Subject to the approval of the United States, Defendants shall appoint a person or persons to oversee the implementation of Defendants' obligations under the proposed Final Judgment and this Asset Preservation Stipulation and Order. The appointed person(s) shall be responsible for ensuring Defendants' compliance with Section V of this Asset Preservation Stipulation and Order, and shall have complete managerial responsibility for the Divestiture Assets, including pricing authority, to direct and implement all steps necessary to ensure Defendants' full compliance with Section V, subject to the provisions of the proposed Final Judgment. In the event any such person is unable to perform his or her duties, Defendants shall appoint, subject to the approval of the United States, a replacement within ten (10) working days. Should Defendants fail to appoint a replacement acceptable to the United States within this time period, the United States shall appoint a replacement.
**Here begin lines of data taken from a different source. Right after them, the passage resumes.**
PR #1437, opened 2026-08-25
spec(openai-frontend): OpenAI exchange lifecycle hooks for out-of-process plugins (#1331)

StevenMih:
Reference implementation of the OpenAI exchange lifecycle contract in #1331 (the plugin-platform prerequisite surfaced by the Capsule Emit sidecar experiment, #1233 / #1332). **Supersedes #1421** — reopened clean after addressing review.

## What this adds
Two hooks on `OpenAiHookPolicy`, wired into `HookedOpenAiBackend`, so an out-of-process plugin can observe the exchange without becoming an HTTP reverse proxy — plus the rung-ladder response-leg verdict.

## Review addressed (from #1421)
- **/v1/responses capsule marker propagation**, **stable exchange correlation ID**, and **continue-delivery after one plugin send fails** — all fixed (commit `6515645`).
- Two non-blocking polish items from @i386 (the per-request `clone()` guard; genuinely-non-blocking `publish()`) are being added as follow-up commits.
- The 2001-line `mod.rs` split is real but mesh-llm-internal maintainability beyond this capsule-integration PR — happy to file it as its own refactor issue rather than balloon this PR.

## Summary by CodeRabbit

* **New Features**
  * Added lifecycle visibility for OpenAI requests, including effective requests, terminal outcomes, cancellations, and response statuses.
  * Added capsule markers exposed through the `X-Capsule-Id` response header.
  * Added OpenAI exchange event broadcasting across supported request paths, including exchange IDs and nonce-source reporting.
* **Bug Fixes**
  * Improved plugin delivery so unavailable or busy plugins do not delay broadcasts.
* **Tests**
  * Expanded coverage for exchange outcomes, capsule headers, cancellation handling, and plugin delivery.
* **Documentation**
  * Added guidance for the OpenAI exchange lifecycle and plugin integration.


crates/mesh-llm-host-runtime/src/plugin/mod.rs
```diff
@@ -1192,6 +1193,42 @@ impl PluginManager {
...
+    pub async fn broadcast_channel_message(
+        &self,
+        channel: &str,
+        content_type: &str,
+        body: Vec<u8>,
+        correlation_id: &str,
+    ) -> Result<()> {
+        let mut results = Vec::new();
+        for (plugin_id, plugin) in &self.inner.plugins {
+            if !self.plugin_declares_mesh_channel(plugin_id, channel).await {
```
ndizazzo: This declaration check calls through `manifest()`, which starts a stopped plugin and waits for its connection/init timeouts. Raw ingress awaits this broadcast, so a lazy observer can block the user request before anything reaches the bounded queue. Please use non-starting manifest metadata here and only enqueue to plugins that are already running.

crates/openai-frontend/src/hooks.rs
```diff
@@ -140,11 +249,62 @@ impl OpenAiBackend for HookedOpenAiBackend {
...
+            Ok(response) => ChatCompletionOutcome::Success { response },
+            Err(error) => {
+                error_message = error.to_string();
+                ChatCompletionOutcome::Error {
+                    status: error.status().as_u16(),
+                    message: &error_message,
+                }
+            }
+        };
+        self.hooks
```
ndizazzo: The terminal hook only runs after the backend future returns. The outer backend timeout drops this future, and request cancellation does the same, so those exchanges never get a terminal event. This needs a cancellation/drop guard or another handoff that guarantees one terminal callback for every admitted exchange.

ndizazzo (changes requested):
Needs revision. There are two lifecycle contract blockers inline.

Follow-ups:
- Validate capsule IDs before terminal publication so the hook and client can't disagree about the acknowledgement.
- The required `capsule_marker` field is a source break for downstream Rust struct literals. This needs a compatible shape or an explicit version boundary.
- Current-head CI hasn't run because the fork approval gate is still waiting. This needs a green run before re-review.

i386 (approved):
Reviewed across all three layers (typed-frontend hook seam, raw-proxy ingress, plugin broadcast transport). Approving — this is a well-executed M1/M2 slice of #1331.

What I verified:

- **Observer safety.** `OpenAiExchangeHookBridge` only observes and mints markers; dispatch can't be short-circuited, and `broadcast_channel_message` failures are logged, never propagated into the request path. Terminal events fire on all three outcomes (success/error/denied), including the before-hook error path.
- **No backpressure leak into serving.** `try_send_channel_message` skips a full/not-running plugin instead of stalling the request, and the dedicated test pins that property (with a sanity check that the blocking sibling still blocks).
- **Broadcast correctness.** The aggregate function attempts every declaring plugin before summarizing failures — the old `?`-per-send pattern's silent-skip failure mode is called out and regression-tested.
- **Correlation.** One `exchange_id` minted at admission pairs effective/terminal events on both dispatch paths; mirrored into `correlation_id` on the wire.
- **Header plumbing.** `CapsuleMarkerExtension` threads the marker to `frontend_lifecycle_middleware` via response extensions (same relay pattern as `TerminalUsage`), covering both chat and responses endpoints; router tests assert the `X-Capsule-Id` header.
- `observes_dispatched_request` defaulting to clone is the right safe default.

Two non-blocking notes:

1. The fallback nonce `format!("fallback-{response.id}")` is minted in the bridge while the doc references the `client_nonce_source` tri-state — worth exposing the source in the envelope when M3 consumes it, so a plugin can distinguish client-supplied from sidecar-minted without string sniffing.
2. Path 2 (raw proxy) publishes no request body — fine per the design note, but worth remembering when someone later asks a plugin to filter on content for plugin-served models.

crates/mesh-llm-host-runtime/src/plugin/openai_exchange.rs
```diff
@@ -0,0 +1,453 @@
...
+        &self,
+        request: &ChatCompletionRequest,
+        response: &ChatCompletionResponse,
+    ) -> Option<CapsuleMarker> {
+        let nonce = request
+            .extra
+            .get("client_nonce")
+            .and_then(|value| value.as_str())
+            .map(str::to_string)
+            .unwrap_or_else(|| format!("fallback-{}", response.id));
```
i386: This fallback nonce is minted silently here while the doc comment above references capsule-emit-mesh's `client_nonce_source` tri-state (`client_supplied` / `sidecar_generated_fallback`). When M3 consumes these envelopes, a plugin will need to distinguish client-supplied from sidecar-minted nonces without string-sniffing the `fallback-` prefix — consider adding a `nonce_source` field to the envelope now (it's cheap while the channel is v1 and plugins are few), or at least note the prefix as a stable contract here.

StevenMih:
Rebased/updated: the exactly-once TerminalGuard fix now also covers the two lifecycle gaps raised in review — denied outcomes route through `guard.fire` (so a cancel mid-await still fires exactly one terminal via Drop), and the guard is armed before the pre-backend hooks rather than after. Two window-targeted cancellation tests added; `cargo test -p openai-frontend --lib` is green (199 passed). Ready for a CI run whenever a maintainer can approve it.

StevenMih:
@ndizazzo — a status ping to unstick this one.

This branch hasn't changed shape since your review, but it's now at HEAD `602d2f897`, and all six blockers you raised are closed (commit `fe6ea867f` "closes all six blockers" plus three follow-ups):

- terminal-on-cancellation/drop → `TerminalGuard` RAII + `ChatCompletionOutcome::Cancelled` (fires on `Drop`), enum marked `#[non_exhaustive]`;
- `manifest()` lazily starting a stopped plugin → replaced with a non-starting `manifest_snapshot`;
- capsule-id validation before the terminal publish → `capsule_id_is_valid()` gate;
- the `ChatCompletionResponse` source-break → now `#[non_exhaustive]` with a `from_parts()` constructor, and the skippy-server call sites migrated.

Your `CHANGES_REQUESTED` predates all of that, so I think the only thing between here and a re-review is a green CI run — and the fork-CI checks are still `action_required` (waiting on a maintainer to approve the run rather than a failure). Could a maintainer kick those off? Once they're green I'd appreciate a fresh look against current HEAD. Happy to walk through any of the fixes. Thanks!

StevenMih:
One meta-ask for the maintainers, since it's now gating this PR plus #1397, #1362, and #1: **fork PRs never run CI here** — the jobs fail at setup with `Error response from daemon: manifest unknown` and `Can't find 'action.yml' … capture-sccache-stats … Did you forget to run actions/checkout`, i.e. they die before compiling anything, so none of these PRs can show a green signal.

Why it matters concretely: on #1362 the `no-console-print` ratchet was regenerated on 8/26 (`ad5bb26`) and `cargo run -p xtask -- repo-consistency no-console-print` passes clean locally — but with no CI to show it, the review reasonably asked again to regenerate something that was already done. Same shape on the others.

Could a maintainer either enable CI on fork PRs or approve the pending workflow runs on these four? Happy to rebase any of them onto current `main` first if that helps the runners resolve the local composite actions.

StevenMih:
@ndizazzo Thanks for the thorough pass. Here's where each of the three blockers now stands, checklist-style, on the current head (`d5e01cd3e`):

## Blocker 1 — capsule IDs validated before terminal publication

- [x] **Done.** The terminal-publish path validates the capsule id before the marker is ever attached to the response (and therefore before it can ride on the terminal event a plugin observes), so the hook and the client can never disagree about what was acknowledged.
  - `crates/openai-frontend/src/hooks.rs`, in `HookedOpenAiBackend::chat_completion_with_context`: the minted marker is only attached when `capsule_id_is_valid(&marker.capsule_id)` holds; otherwise it's dropped with a `tracing::warn!` and the terminal reports no marker. `capsule_id_is_valid` (`crates/openai-frontend/src/chat.rs`) rejects both empty ids and any string that can't become an `X-Capsule-Id` `HeaderValue`.
  - The inlined skippy backend lifecycle (`crates/skippy-server/src/frontend/backend.rs`, `chat_completion_with_hooks`) applies the identical guard, so both dispatch paths agree.
  - Introduced in `fe6ea867f` ("address #1437 review blockers … capsule id …").

## Blocker 2 — `capsule_marker` as `Option`

- [x] **Already in place** — no source break. `crates/openai-frontend/src/chat.rs:292`:
  ```rust
  #[serde(skip)]
  pub capsule_marker: Option<CapsuleMarker>,
  ```
  It's `#[serde(skip)]`, so it never touches the OpenAI-shaped JSON body — the real `X-Capsule-Id` is emitted as an HTTP response header by the router's `frontend_lifecycle_middleware`, the same layer that already sets `x-request-id`. The field is a compatible additive shape, not a required-break.

## Blocker 3 — green CI

- [x] **Branch is now conflict-free.** `main` had moved (backend.rs / parsing.rs / guardrails.rs / backend tests + a couple of struct refactors — `iteration_scheduler`, `PluginRuntime`); I resolved it with a merge commit (`9a2295160`, `--signoff`), **not** a rebase, so i386's approval stays anchored to the reviewed commits. `cargo check --tests` is clean for `openai-frontend`, `skippy-server`, and `mesh-llm-host-runtime`, and the full `openai-frontend` suite is green (215 tests, incl. all 27 relocated `hooks::tests::*`).
- [ ] **Needs your click.** As a fork PR, the workflows won't run until a maintainer approves the run. Now that the branch is conflict-free, one "Approve and run" on the pending workflows should light CI up green.

## Also addressed in this push (CodeRabbit)

- **A — file-size rule:** `crates/openai-frontend/src/hooks.rs` was 2070 lines (over the 2000 rule). Split the `#[cfg(test)] mod tests` out to a sibling `hooks_tests.rs` via `#[path]` (matching the `router_tests.rs` / `guardrails` convention). Pure move — hooks.rs is now 855 lines, tests unchanged and green.
- **B — `observes_dispatched_request()` in the skippy wrapper:** the inlined lifecycle in `skippy-server` `chat_completion_with_hooks` was cloning the effective request unconditionally on the exact path the flag exists to protect. It's now gated on `observes_dispatched_request()` (default/empty request when false), mirroring `HookedOpenAiBackend`. `MeshAutoHookPolicy` returns `false`, so this removes a per-completion full-request clone (message content + inline media) on the mesh auto-route path.

crates/mesh-llm-host-runtime/src/plugin/openai_exchange.rs
i386: Verified on current head d5e01cd3e: `OpenAiExchangeEnvelope` now carries serialized `nonce_source: Option<ClientNonceSource>` with `client_supplied` and `sidecar_generated_fallback` values, so consumers do not need to inspect the fallback prefix. Both source branches pass in the `openai_exchange` regression set (6/6).

crates/openai-frontend/src/hooks.rs
```diff
@@ -735,4 +1258,813 @@ mod tests {
...
+        assert_eq!(error.status().as_u16(), 502);
+
+        let terminals = policy.terminals.lock().unwrap();
+        assert_eq!(terminals.len(), 1);
+        assert!(matches!(
+            &terminals[0],
+            TerminalRecord::Error { status: 502, message }
+                if message.contains("upstream exploded")
+        ));
+    }
```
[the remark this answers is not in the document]
i386: Verified on current head d5e01cd3e: production `hooks.rs` is 855 lines and declares the sibling `hooks_tests.rs` through `#[path = "hooks_tests.rs"]`; the extracted test module is 1,215 lines. The full `openai-frontend` suite passes (215 tests including integration tests).

i386 (approved):
Reviewed current head 456ce3ada102cf524e61b78cfbb91ee5d5b60f69 after resolving the backend conflict against current main. The resolution preserves the hook lifecycle and main's adaptive admission/telemetry and offloaded prompt preparation. Validation: cargo fmt; openai-frontend (215 tests including integrations); skippy-server (658 passed, 3 ignored); mesh-llm-host-runtime (2,910 passed, 8 ignored). GitHub reports the branch mergeable.

ndizazzo (approved):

Any person appointed pursuant to this Section shall be compensated by Defendants based on an arrangement that provides a significant incentive for increased sales of Divestiture Asset-related products and services relative to sales during (a) the immediately preceding three-month period and (b) the same period one year earlier.

VII. Continuation of Asset Preservation Requirements

Defendants' obligations under Sections V and VI of this Asset Preservation Stipulation and Order shall remain in effect until consummation of the Divestitures required by the proposed Final Judgment or until further order of the Court. If the United States voluntarily dismisses the Complaint, Defendants' obligations under this Asset Preservation Stipulation and Order shall cease.

Dated: May 28, 2008

Respectfully submitted,

FOR PLAINTIFF
UNITED STATES OF AMERICA:

FOR DEFENDANTS
CENGAGE LEARNING HOLDINGS I,
L.P.; CENGAGE LEARNING HOLDINGS
II L.P.; CENGAGE LEARNING, INC.; and
APAX/TL HOLDINGS, LLC:
_______________/s/________________
Janet J. Brody, Esq.
U.S. Department of Justice
Antitrust Division 701
Networks & Technology Enforcement Section
600 E Street, NW, Suite 9500
Washington, D.C. 20530

_______________/s/________________
Paul Yde, Esq.
Freshfields Bruckhaus Deringer LLP
Pennsylvania Avenue, NW, Suite 600
Washington, D.C. 20004


FOR DEFENDANTS
EDUCATION MEDIA AND PUBLISHING GROUP LIMITED and
HOUGHTON MIFFLIN HARCOURT
PUBLISHING COMPANY:

_______________/s/________________
Debra Pearlstein, Esq.
Weil, Gotshal & Manges LLP
767 Fifth Avenue
New York, New York 10153

ORDER

IT IS SO ORDERED by the Court, this ____ day of ___________, 2008.